Laurel,Catherine, Cécile, Corinne, Jo, c'est à vous que je destine ce blog, qui se veut le modeste "trait d'union" entre ces amies de coeur: un lieu de sincères rencontres et d'humbles partages de lecture.
Alors à vos livres,...lisez!...partagez!
Marine

vendredi 1 avril 2016

O nuit ô mes yeux, de Lamia Ziadé



O nuit, ô mes eux est un roman graphique sur les stars égyptiennes du cinéma et de la chanson des années 1930 aux années 1980 : Samia Gamal, Mohamed Abdelwahab, Farid El Atrache, Asmahan, Fairouz et tant d’autres parmi lesquels bien sûr, la star des stars, Oum Kalthoum.









Lamia Ziadé raconte le destin de ces figures légendaires, stars du cinéma et de la chanson, deux arts alors étroitement liés.
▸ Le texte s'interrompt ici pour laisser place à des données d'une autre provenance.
PR #25, opened 2018-08-22
feat: add doctypes

ptbrowne:
This brings the code from cozy-doctypes for working with doctypes
that are shared between several codebases here.

### DIFF
--- a/packages/doctypes/package.json
+++ b/packages/doctypes/package.json
@@ -1,0 +1,23 @@
+{
+  "name": "cozy-doctypes",
+  "version": "1.0.1-beta.6",
+  "description": "Definitions for Cozy models",
+  "main": "src/index.js",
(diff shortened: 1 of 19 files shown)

A travers elles, elle refait vivre tout un monde, celui d’un Levant (Liban-Egypte-Syrie) en ébullition culturelle, artistique et politique, son cœur foisonnant et palpitant, Le Caire, et son rayonnement qui illumine et fait vibrer toutes les capitales du monde arabe.



C’est un récit extrêmement riche historiquement, on apprend plein de choses : l’essor du cinéma et la révolution qu’a connu la musique arabe au début du XXe siècle, le monde des cabarets cairotes qui voit émerger l’art de la danse orientale et ses stars mémorables, le foisonnement de la presse, de la radio notamment par l’émergence de figures féminines (productrices, créatrices de journaux féminins, journalistes), les liens qu’entretient le monde de la chanson, art noble et sublimé, avec le pouvoir (la cour du roi Farouk d’abord, Nasser ensuite), les répercussions sur la vie artistique des soubresauts politiques (les mouvements indépendantiste, les guerres avec Israël, la nationalisation du canal de Suez, etc) et les artistes qui « s’engagent » pour la cause nationale.
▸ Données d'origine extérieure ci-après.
PR #31, opened 2018-08-28
Better options check

gregorylegarec:
The main idea is to be clearer when an options like `appType` or `appSlug` is missing.

This PR adds a dedicated error message for attributes retrieved from manifest file.

Also it checks that the appType has the correct value (`webapp` or `konnector`).

### DIFF
--- a/packages/cozy-app-publish/lib/prepublish.js
+++ b/packages/cozy-app-publish/lib/prepublish.js
@@ -30,23 +30,43 @@ const sanitize = options => {
   }
 }
 
+const isRequiredFromManifest = manifestAttribute => [
+  field => typeof field !== 'undefined',
+  () => `Property ${manifestAttribute} must be defined in manifest.`
+]
+
+const isRequired = [
+  field => typeof field !== 'undefined',
+  key => `Option ${key} is required.`
+]
+
+const isOneOf = values => [
+  field => values.includes(field),
+  key => `${key} should be one of the following values: ${values.join(', ')}`
+]
+
+const optionsTypes = {
+  appBuildUrl: [isRequired],
+  appSlug: [isRequiredFromManifest('slug')],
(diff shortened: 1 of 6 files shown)


packages/cozy-app-publish/lib/prepublish.js
```diff
@@ -30,23 +30,43 @@ const sanitize = options => {
...
+
+const isOneOf = values => [
+  field => values.includes(field),
+  key => `${key} should be one of the following values: ${values.join(', ')}`
+]
+
+const optionsTypes = {
+  appBuildUrl: [isRequired],
+  appSlug: [isRequiredFromManifest('slug')],
+  appType: [isRequiredFromManifest('type'), isOneOf(['webapp', 'konnector'])],
```
CPatchane: ❤️

packages/cozy-app-publish/lib/prepublish.js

Mais ce n’est pas seulement un livre riche d’Histoire : le récit s’attache à quelques figures dont il décrit le parcours minutieusement, de leurs origines et débuts difficiles dans le métier, à la gloire, ses bonheurs et ses étourdissements. Ses personnages deviennent familiers au lecteur, tant le livre ne se cantonne pas au seul récit de leur success-story, mais nous fait aussi rentrer ans leur intimité. C’est l’occasion alors de voir l’envers du décor : la rivalité et la concurrence quelquefois féroce entre les chanteuses, le poids d’une société par endroits encore très traditionnelle et très machiste et la difficulté pour les femmes de choisir leurs parcours et d’assumer leurs destins, les contre-coups de la célébrité, les vies d’excès, les affres de la dépression, les pannes d’inspiration, les compromis (difficile conciliation entre vie d’artiste et vie de famille) voire les compromissions (les coups bas à l’encontre des rivales, les appels aux puissances étrangères ennemies pour relancer une carrière).



La lecture est agréable ; le récit est organisé en courts chapitres de 2 ou 3 pages, entrecoupés de dessins aux teintes pastel qui racontent les lieux et les grands moments (l’Opéra du Caire, le 1er concert d’Oum Kalthoum devant le roi), les voyages à Jérusalem ou Beyrouth, les paysages, mais aussi les intérieurs, les habits, les unes de journaux, les modes, la scénographie des spectacles. De beaux dessins qui restituent de façon très personnelle les couleurs, les lumières, l’ambiance, les époques.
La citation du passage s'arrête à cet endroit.